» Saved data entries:

PR #671, opened 2020-06-24
feat(waitFor): add onTimeout which adds DOM output to timeout errors

### LINKED ISSUE #559: automatically call screen.debug() if there's a timeout in waitFor
This would be particularly nice for `waitForElementToBeRemoved` (which would benefit from this being added to `waitFor`) because then people could easily see what the DOM looks like and maybe why the element has not been removed.

kentcdodds:
**What**: add onTimeout which adds DOM output to timeout errors

**Why**: Closes #559 (nicer error messages)

**How**: add the parameter and have it use prettyDOM to attach the nice message to the error

**Checklist**:

- [x] Documentation added to the [docs site](https://github.com/testing-library/testing-library-docs): https://github.com/testing-library/testing-library-docs/pull/512
- [x] Tests
- [x] Ready to be merged

### DIFF
--- a/src/__tests__/base-queries-warn-on-invalid-container.js
+++ b/src/__tests__/base-queries-warn-on-invalid-container.js
@@ -112,7 +112,7 @@ describe('asynchronous queries throw on invalid container type', () => {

» EXERCISE DESCRIPTION: Your response should consist solely of the lines from the one containing "- [x] Tests" to the end of the entries, both ends included, exactly as they appear.

» TASK OUTPUT:
- [x] Tests
- [x] Ready to be merged

### DIFF
--- a/src/__tests__/base-queries-warn-on-invalid-container.js
+++ b/src/__tests__/base-queries-warn-on-invalid-container.js
@@ -112,7 +112,7 @@ describe('asynchronous queries throw on invalid container type', () => {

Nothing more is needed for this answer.